*** Opening Input for this task ***

PR #6940, opened 2022-04-20
race synchronous emissions now stop subsequent observable subscriptions

snesin:
Looking at the code, if an observable synchronously emits, subsequent observables will not be subscribed to. Synchronous errors and completions were noted as a breaking change, so adding emits to the list.

**Description:**

**BREAKING CHANGE:** 

### DIFF
--- a/docs_app/content/6-to-7-change-summary.md
+++ b/docs_app/content/6-to-7-change-summary.md
@@ -107,7 +107,7 @@ This document contains a detailed list of changes between RxJS 6.x and RxJS 7.x,
 #### race
 
 - Generic signatures have changed. Do not explicitly pass generics.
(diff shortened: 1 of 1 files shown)


cartant (commented):
It looks to me like this change is incorrect, as the version 6 implementation - AFAICT - would stop subscribing to subsequent sources when it received a synchronous next emission from a source. See the use of `this.hasFirst` below:

https://github.com/ReactiveX/rxjs/blob/881cacdc99a7ebae219b595004c632f7358f730d/src/internal/observable/race.ts#L107-L115

So that behaviour wasn't changed in v7. That is, stopping subscribing on a sync next is not a breaking change.

Issue #6716, opened 2021-12-11
zip() throws (swallowed) error when closed synchronously in next() handler


chrisguttandin:
### Describe the bug

After enabling logging for notifications on stopped observables with `config.onStoppedNotification` I noticed that `zip()` sometimes throws an error which can't be delivered anymore in case the observable gets closed from within the next handler.

Firefox: `TypeError: buffers is null`
Chrome: `TypeError: Cannot read properties of null (reading 'some')`

The error originates from here: https://github.com/ReactiveX/rxjs/blob/081ca2ba7290aa3084c1477a6d4bcc573bf478f6/src/internal/observable/zip.ts#L91

### Expected behavior

I would not expect this to happen. I think this case should be handled internally.

### Reproduction code

```typescript
import { NEVER, concat, config, first, of, zip } from 'rxjs';

config.onStoppedNotification = (notification) => {
  if (notification.kind === 'E') {
    throw notification.error;
  }
};

const source$ = concat(of(1), NEVER);

zip(source$).pipe(first()).subscribe();
```

### Reproduction URL

https://stackblitz.com/edit/rxjs-qxrbts?devtoolsheight=60&file=index.ts

### Version

7.4.0

### Environment

I discovered this in an Angular App (v13.1) which also uses NgRx (v13) but I guess it's not relevant for this issue.

### Additional context

I think adding a simple check if `buffers` is already null before calling `buffers.some()` should fix the issue. I would be happy to provide a PR with this fix.

truebden:
I just faced this issue in my code too and it would be great to have the PR merged 😉

benlesh:
Hi @chrisguttandin — thank you for taking the time to open this issue and for sharing your thoughtful feedback with the RxJS project. I’m sorry it took us so long to respond. Given how much time has passed and the lack of recent activity, I’m going to close this for now so the tracker reflects the work we’re likely to act on. If this is still relevant on a current RxJS release, please feel welcome to open a new issue with updated context and a reproduction. Thank you again for your contribution and patience.

— Ben

PR #6955, opened 2022-05-04
fix(zip): handle when unsubscribe is called from within next

chrisguttandin:
**Description:**

This PR makes sure the error reported here (#6716) doesn't get thrown anymore.

**BREAKING CHANGE:**  There are no breaking changes.

**Related issue (if exists):** #6716

I've added a test case which covers the bug but I wasn't sure if there might be a better way to test this. Please let me know if I need to change anything.

### DIFF
--- a/src/internal/observable/zip.ts
+++ b/src/internal/observable/zip.ts
@@ -90,7 +90,7 @@ export function zip(...args: unknown[]): Observable<unknown> {
                   // If any one of the sources is both complete and has an empty buffer
                   // then we complete the result. This is because we cannot possibly have
                   // any more values to zip together.
-                  if (buffers.some((buffer, i) => !buffer.length && completed[i])) {
+                  if (buffers?.some((buffer, i) => !buffer.length && completed[i])) {
                     destination.complete();
                   }
                 }
--- a/spec/observables/zip-spec.ts
+++ b/spec/observables/zip-spec.ts
@@ -1,6 +1,6 @@
 /** @prettier */
 import { expect } from 'chai';
-import { queueScheduler as rxQueueScheduler, zip, from, scheduled } from 'rxjs';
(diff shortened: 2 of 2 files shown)


src/internal/observable/zip.ts
```diff
@@ -88,7 +88,7 @@ export function zip(...args: unknown[]): Observable<unknown> {
                   // If any one of the sources is both complete and has an empty buffer
                   // then we complete the result. This is because we cannot possibly have
                   // any more values to zip together.
-                  if (buffers.some((buffer, i) => !buffer.length && completed[i])) {
+                  if (buffers !== null && buffers.some((buffer, i) => !buffer.length && completed[i])) {
```
josepot, line 91: nit:

```suggestion
                  if (buffers?.some((buffer, i) => !buffer.length && completed[i])) {
```

chrisguttandin: I initially thought using an explicit `!== null` check is better as it results in a boolean which some people (including myself :-)) prefer. But I think your suggestion is more in line with the existing RxJS codebase.

I've changed it. Thanks for the review.

chrisguttandin:
Sorry for tagging you @benlesh. I know it sucks. But given that this PR already had it's first anniversary and I rebased it a couple of times I hope it's okay. I would really appreciate if you could take a look. The PR only adds a single character and a test.

Many thanks in advance.

truebden:
I just faced this issue in my code too and it would be great to have the PR merged 😉

benlesh:
Hi @chrisguttandin — thank you for the time, care, and thoughtfulness you put into this pull request. I’m sorry we weren’t able to respond in a reasonable timeframe. Since the codebase and surrounding context have moved on and this hasn’t seen recent activity, I’m going to close it for now. That’s a reflection of our delayed triage, not a lack of appreciation for your contribution. If the change is still relevant, please feel welcome to open a fresh pull request against the current codebase. Thank you again for contributing to RxJS and for your patience.

— Ben

PR #6991, opened 2022-06-11
Evade override mistake

erights:
See https://github.com/Agoric/agoric-sdk/blob/master/patches/inquirer%2B%2Brxjs%2B7.5.5.patch

The original code used assignment to override the `constructor` property inherited from `Error.prototype`. However, if `Error.prototype` is frozen, as it is under Hardened JS (aka SES) or under the Node frozen intrinsics flag, then this assignment fails due to the JavaScript "override mistake".

`enumerable: true` would accurately preserve the behavior of the original assignment, but I'm guessing that was not intentional. For an actual error subclass, this property would not be enumerable, so my PR currently proposes that. But either would work, so let me know if you'd like me to change it.

**Description:**

**BREAKING CHANGE:** 

https://github.com/endojs/endo/issues/576
https://github.com/Agoric/agoric-sdk/pull/5569

### DIFF
--- a/src/internal/util/createErrorClass.ts
+++ b/src/internal/util/createErrorClass.ts
@@ -14,7 +14,13 @@ export function createErrorClass<T>(createImpl: (_super: any) => any): T {
   };
 
   const ctorFunc = createImpl(_super);
-  ctorFunc.prototype = Object.create(Error.prototype);
-  ctorFunc.prototype.constructor = ctorFunc;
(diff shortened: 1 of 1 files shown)


erights:
Any progress on this?

benlesh:
I’m inclined to approve this, on the face of it. However is it possible to add a test for this?

benlesh:
Inactive PR... no response and no tests.

PR #6996, opened 2022-06-21
Feature/add some operator

Yozmo:
**Description:**

Creating `some` boolean operator which emits a value whenever or not some value emitted by the source Observable satisfies the predicate function provided.


Yozmo:
> Isn't this the same as `first()` with a predicate function?
> 
> ```
> import { range, first } from 'rxjs';
> 
> range(1, 10)
>   .pipe(
>     first(v => v === 5),
>   )
>   .subscribe(console.log);
> ```
> 
> If there's no matching value I could add `catchError(() => EMPTY)`.
> 
> https://stackblitz.com/edit/rxjs-h3dt7s

Like for `Array.prototype.find()` and `Array.prototype.some()`, one is returning the element itself, and the other one is returning a boolean in case there is an element which satisfies the predicate.
There are cases where you just want to know if the source Observable emits a certain value, without keeping the element.

kwonoj:
We strongly recommend to create a new userland package for the new operators / features before including it as core api surface, as core team tries to remove existing interface / suppress new one to not to increase api surfaces anymore.

I may miss something, but so far it looks like this should be possible to create as userland operator without internals of core behavior, which I'd recommend to do so.

Yozmo:
> We strongly recommend to create a new userland package for the new operators / features before including it as core api surface, as core team tries to remove existing interface / suppress new one to not to increase api surfaces anymore.
> 
> I may miss something, but so far it looks like this should be possible to create as userland operator without internals of core behavior, which I'd recommend to do so.

I understood the part where the goal is not to increase the api surface anymore, but I didn't fully understand the part with ' create a new userland package for the new operators / features before including it as core api surface'. Could you explain this one, please.

kwonoj:
Means publish as separate npm package.

demensky:
This operator can be simply reproduced with `findIndex` and `map`:

```ts
export function some<T>(predicate: (value: T, index: number) => boolean): OperatorFunction<T, boolean> {
  return pipe(
    findIndex(predicate),
    map((index) => index !== -1)
  );
}
```

```ts
of(2, 4, 6, 8)
  .pipe(some((x) => x % 2 !== 0))
  .subscribe(console.log); // false

of(2, 4, 5, 6)
  .pipe(some((x) => x % 2 !== 0))
  .subscribe(console.log); // true

of()
  .pipe(some((x) => x % 2 !== 0))
  .subscribe(console.log); // false
```

Yozmo:
> This operator can be simply reproduced with `findIndex` and `map`:
> 
> ```ts
> export function some<T>(predicate: (value: T, index: number) => boolean): OperatorFunction<T, boolean> {
>   return pipe(
>     findIndex(predicate),
>     map((index) => index !== -1)
>   );
> }
> ```
> 
> ```ts
> of(2, 4, 6, 8)
>   .pipe(some((x) => x % 2 !== 0))
>   .subscribe(console.log); // false
> 
> of(2, 4, 5, 6)
>   .pipe(some((x) => x % 2 !== 0))
>   .subscribe(console.log); // true
> 
> of()
>   .pipe(some((x) => x % 2 !== 0))
>   .subscribe(console.log); // false
> ```

Totally agree with you. But if we are looking this way, many other operators can be reproduced combining other operators. Some of them literally just call another operator (`interval` calling `timer`, `min` and `max` both are using `reduce` and so on).
My implementation for `some` seemed simpler than other combinations, and I thought it would be useful to be added, as an oposite to `every` which already exists. But that was just an idea.

demensky:
@Yozmo There are already many operators in this codebase. Each new operator will need to be: tested (mocha & dtslint), documented and supported. The more "operators" the more difficult it is for new users of this library to find the right one.

For example, operators such as [`multicast`](https://rxjs.dev/api/operators/multicast), [`publish`](https://rxjs.dev/api/operators/publish), [`publishBehavior`](https://rxjs.dev/api/operators/publishBehavior), [`publishLast`](https://rxjs.dev/api/operators/publishLast), [`publishReplay`](https://rxjs.dev/api/operators/publishReplay) were very powerful, but it takes more effort to figure out which is better to use. Later these were replaced by the updated [`share`](https://rxjs.dev/api/operators/share) operator, it became much simpler and at the same time there were features that were previously very difficult to implement without custom operators (such as delayed unsubscribe).

About the fact that operators reuse each other:
For example, the [`mapTo`](https://rxjs.dev/api/operators/mapTo) operator is sugar for the [`map`](https://rxjs.dev/api/operators/map) operator. [It is marked as **deprecated**](https://github.com/ReactiveX/rxjs/blob/7.5.5/src/internal/operators/mapTo.ts#L44).
I think that I can make an issue for such operators as [`min`](https://rxjs.dev/api/operators/min) and [`max`](https://rxjs.dev/api/operators/max).

```ts
foo.pipe(max((a, b) => a.age > b.age ? 1 : -1));
foo.pipe(reduce((a, b) => a.age > b.age ? a : b)));
```

```ts
foo.pipe(max());
foo.pipe(reduce(Math.max));
```

kwonoj:
> many other operators can be reproduced combining other operators.

This is exact reason core team slowly discontinue those kind of operators over time, which takes long time due to it is a breaking change.

For the same reason, we recommend to publish new operator as userland to avoid same practices we've done, such as expanding api first then take long time to find out we need to reduce those surfaces.

Yozmo:
Thanks for clarifying

Issue #6760, opened 2022-01-12
shareReplay with refCount stops working


ghostlytalamaur:
### Describe the bug

When subscribe to shared observable and use `take(1)` operator, internal connection to the source observable gets broken.

### Expected output:
```
first: 123
second: 123
```

### Actual output
```
first: 123
```

### Reproduction code

```typescript
import { Subject } from 'rxjs';
import { shareReplay, take } from 'rxjs/operators';

const subj$$ = new Subject<number>();
const shared$ = subj$$.pipe(shareReplay({ refCount: true, bufferSize: 1 }));

shared$.pipe(take(1)).subscribe((value) => console.log('first:', value));
subj$$.next(123);

shared$.subscribe((value) => console.log('second:', value));
```

### Reproduction URL

https://stackblitz.com/edit/q7u9jg

### Version

7.5.1

EarthyOrange:
Removing `.pipe(take(1))` makes the 7.5.1 snippet work. So it looks like `take` is somehow affecting the `shareReplay` operator.

lincolnthree:
Confirmed I am also seeing behavior where `shareReplay({ bufferSize: 1, refCount: true })` stops emitting. My theory is also that it is causing the source observable to somehow complete when it should not, and it is not reconnecting.

lincolnthree:
I think this might be related: https://github.com/ReactiveX/rxjs/pull/5634/files#diff-44fa2a928f593fdd8b981dac7737a65f6b0ddc844300af18a539c59b683b5467R130 

Looks like shareReplay now calls `complete()` on the subscribed subject/connector when the source completes. I don't think this this was in the original `shareReplay` behavior?

Am I missing something?

henry-alakazhang:
I'm experiencing this as well. Specifically, it happens when you subscribe multiple times, then unsubscribe and resubscribe again (is this called a reentrant subscription?). The code in the original post is a good example since multiple things subscribe to `shared$`.

Specifically, it happens if the code emits and unsubscribes immediately. If it emits after the first subscription, things seem to work as expected. It seems like it's a race condition in the setup code and the reset at refcount 0 logic.

Excuse my atrocious console logging, but this is what I see when a subscription is made and the sourece emits after a delay:

<img width="341" alt="image" src="https://user-images.githubusercontent.com/8922125/174015877-a9cebce5-6c8a-4350-abef-82b94a45330c.png">

Whereas this is what happens if the source emits immediately:

[...]

PR #7005, opened 2022-06-29
fix(share): Prevent setup/reset race condition in share with refCount

henry-alakazhang:
**Description:** Fixes the bug described in #6760, which seems to be a race condition.

The conditions are as such:
- Have an observable that emits immediately, but does not complete (eg. a `BehaviorSubject`, or something with `startWith`)
- Share it with `shareReplay` (or any `share` with `refCount: true`)
- Subscribe multiple times simultaneously, then unsubscribe immediately (can happen with `firstValueFrom`)
- The shared observable then gets into a bad state where it stays subscribed to the source observable but doesn't emit new values when next subscribed to.

The reason this happens is because `share` adds the reset subscription before subscribing to the source. As a result, if we subscribe and unsubscribe simultaneously, the reset block can actually run before subscribing to the source. When it gets reset, the `connection` state gets reset as well, and it subscribes to the source again even though it's already been reset.

In the PR, I've fixed it via adding an extra check before subscribing to make sure we actually need to subscribe to the source. I feel like this is only patches over the issue and some other edge case may still be broken, but there are some comments in the code saying that the reset subscription needs to be before the source subscription, so I didn't want to move anything else around.

I added a test as well, though it tests a symptom (an excess subscription) rather than the real impact (doesn't emit again later). Couldn't get the latter working.

**BREAKING CHANGE:** No

**Related issue (if exists):** #6760

### DIFF
--- a/spec/operators/shareReplay-spec.ts
+++ b/spec/operators/shareReplay-spec.ts
@@ -2,7 +2,7 @@ import { expect } from 'chai';
 import * as sinon from 'sinon';
 import { shareReplay, mergeMapTo, retry, take } from 'rxjs/operators';
 import { TestScheduler } from 'rxjs/testing';
-import { Observable, Operator, Observer, of, from, defer, pipe } from 'rxjs';
+import { Observable, Operator, Observer, of, from, defer, pipe, combineLatest, firstValueFrom, BehaviorSubject } from 'rxjs';
 import { observableMatcher } from '../helpers/observableMatcher';
 
 /** @test {shareReplay} */
@@ -271,6 +271,20 @@ describe('shareReplay', () => {
     }).pipe(shareReplay({ bufferSize: 1, refCount: true }));
     source.subscribe();
     source.subscribe();
+    expect(subscriptions).to.equal(1);
+  });
+
+  it('should only subscribe once each with multiple synchronous subscriptions and unsubscriptions ', async () => {
+    // This may seem very specific, but it's a regression test for https://github.com/ReactiveX/rxjs/issues/6760
+
+    let subscriptions = 0;
+    const source = defer(() => {
+      ++subscriptions;
+      // Needs to be an observable that doesn't complete
+      return new BehaviorSubject(1);
+    }).pipe(shareReplay({ bufferSize: 1, refCount: true }));
+
+    firstValueFrom(combineLatest([source, source]));
     expect(subscriptions).to.equal(1);
   });
 
--- a/spec/operators/shareReplay-spec.ts
+++ b/spec/operators/shareReplay-spec.ts
@@ -284,7 +284,7 @@ describe('shareReplay', () => {
       return new BehaviorSubject(1);
     }).pipe(shareReplay({ bufferSize: 1, refCount: true }));
 
-    firstValueFrom(combineLatest([source, source]));
+    await firstValueFrom(combineLatest([source, source]));
     expect(subscriptions).to.equal(1);
   });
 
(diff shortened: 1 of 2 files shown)


jkossis:
@benlesh curious what your thoughts are on this. It looks like this may have cropped up with the simplification of multicast operators in 7.x.

benlesh:
This is not the bug you're looking for. haha.

**TLDR: This looks like a bug with `combineLatest`**

`refCount: true` should allow resubscription to the source if all subscriptions to the result are unsubscribed. In `firstValueFrom`, it immediately unsubscribes after getting the first value. Since the source given to `combineLatest([source, source])` emits synchronously, what happens is as follows:

1. Subscribe to `combineLatest` result
2. `combineLatest` subscribes to first reference to `source`
3. `refCount` in `source` is `0` (and no connection was made yet), so we subscribe, incrementing `refCount` to `1`.
4. `source` synchronously emits `1`. 
5. `firstValueFrom` gets that first value and resolves, [unsubscribing from source synchronously](https://github.com/ReactiveX/rxjs/blob/47fa8d555754b18887baf15e22eb3dd91bf8bfea/src/internal/firstValueFrom.ts#L61-L62).
6. Unsubscribing from source decrements refCount back down to 0.
7. `combineLatest` subscribes to second reference to `source`.
8. `refCount` in `source` is `0` (and no connection was made yet), so we subscribe, incrementing `refCount` to `1`.
9. `source` synchronously emits `1`. 
10. `firstValueFrom` is already resolved, this is a noop.
6. Unsubscribing from source decrements refCount back down to 0.

So... I'd argue that the bug is _actually_ in combineLatest, which should halt additional subscriptions if the outer subscription has closed. I'll have a fix for that shortly.

This fix, however, will cause a regression. In that this is expected behavior:

```ts
let subscriptions = 0;
const source = new Observable((subscriber) => {
  subscriptions++;
  subscriber.next(1);
}).pipe(shareReplay({ bufferSize: 1, refCount: true }));

source.subscribe().unsubscribe();
source.subscribe();

console.assert(subscriptions === 2, 'subscriptions should be 2');
```

spec/operators/shareReplay-spec.ts
```diff
@@ -274,6 +274,20 @@ describe('shareReplay', () => {
...
+    // This may seem very specific, but it's a regression test for https://github.com/ReactiveX/rxjs/issues/6760
+
+    let subscriptions = 0;
+    const source = defer(() => {
+      ++subscriptions;
+      // Needs to be an observable that doesn't complete
+      return new BehaviorSubject(1);
+    }).pipe(shareReplay({ bufferSize: 1, refCount: true }));
+
+    firstValueFrom(combineLatest([source, source]));
```
benlesh, line 287: did you mean to await this?

benlesh, line 287:
```suggestion
    await firstValueFrom(combineLatest([source, source]));
```

benlesh:
Yeah. Exploring this, I see the issue. It also looks like it's time for me to clean up share (again) 😩 . I experimented with it a bit, and I think this is the best fix for now. Thank you.

jkossis:
@benlesh is there any way to get a minor/patch publish for including this change on 7.x?

jkossis:
@benlesh it seems like part of the issue (or a tangential issue) is, with the refactor of `share`, we lost some of the granularity previously provided. 

For example, `publishReplay + refCount` used to unsubscribe from source when the reference count dropped to 0, while preserving the underlying `ReplaySubject`. With the newly configurable `share`, those two things are coupled with `resetOnRefCountZero`. So you can have the behavior of unsubscribe from source + generate new `ReplaySubject`, or neither. But not a mix.

tl;dr `resetOnRefCountZero` has become a proxy for `shareReplay`'s `refCount` configuration. We have lost the functionality previously provided by `publishReplay + refCount`.

PR #7019, opened 2022-07-10
withLatestFrom refactor

Yozmo:
<!--

**Description:**
Replace the `hasValue` array used to mark whether or not the other sources have emitted a value. Using `remainingValues` which it's initialized with the number of `inputs.length` and a boolean `hasFirstValue` (which mark if the current inner observable has emitted its first value or not) can easily replace the old array.


Yozmo:
Closing the PR because includes by mistake some changes that are not supposed to be in the PR.

PR #7045, opened 2022-08-24
Fix wording

ic-768:
"Create customize..." is grammatically incorrect and was changed based on the context.


benlesh (approved):

benlesh:
Thank you, @ic-768

PR #7159, opened 2023-01-19
feat: removed deprecated call pattern in `find` & `findIndex`

demensky:
**BREAKING CHANGE:** `find(predicate, thisArg)` call pattern is no longer available. Use `find(predicate.bind(thisArg))`
**BREAKING CHANGE:** `findIndex(predicate, thisArg)` call pattern is no longer available. Use `findIndex(predicate.bind(thisArg))`


benlesh (approved):

benlesh:
Thank you again, @demensky!

PR #7163, opened 2023-01-21
feat(endWith): removed deprecated `endWith(value, scheduler)` call pattern

demensky:
**BREAKING CHANGE:** `endWith(value, scheduler)` call pattern is no longer available. [Read more](https://rxjs.dev/deprecations/scheduler-argument).


benlesh (approved):

benlesh:
Thanks again, @demensky

PR #7164, opened 2023-01-21
Removed deprecated symbols that have a new name

demensky:
Exported symbols marked as "_Renamed to $SYMBOL_NAME. Will be removed in v8_" have been removed. The entire project was also searched and all references to deleted entities were updated.

**BREAKING CHANGE:** removed deprecated symbols that have a new name


demensky:
I can’t figure out why “_CI / Node 14 build_” is crashing. I installed the same version of node locally but the tests pass.

@benlesh, maybe this is some kind of anomaly?

example

benlesh:
Not sure... It might have something to do with the transpiled output using a feature that doesn't exist in Node 14, and being somehow different than what is happening locally. Different TS version locally maybe?

demensky:
@benlesh I restarted and it's gone. It looks like it's some kind of floating bug in old node or tests in the repository.

benlesh (approved):

benlesh:
Thank you, @demensky

PR #7165, opened 2023-01-23
perf(operator): simplify the implementation of the `endWith` operator

demensky:
I would like to propose a simplification and optimization of the `endWith` operator.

*** Closing Input for this task ***

Work required: Using the material above, return every line that holds the string "BehaviorSubject".

Result of the task:
- Have an observable that emits immediately, but does not complete (eg. a `BehaviorSubject`, or something with `startWith`)
+import { Observable, Operator, Observer, of, from, defer, pipe, combineLatest, firstValueFrom, BehaviorSubject } from 'rxjs';
+      return new BehaviorSubject(1);
       return new BehaviorSubject(1);
+      return new BehaviorSubject(1);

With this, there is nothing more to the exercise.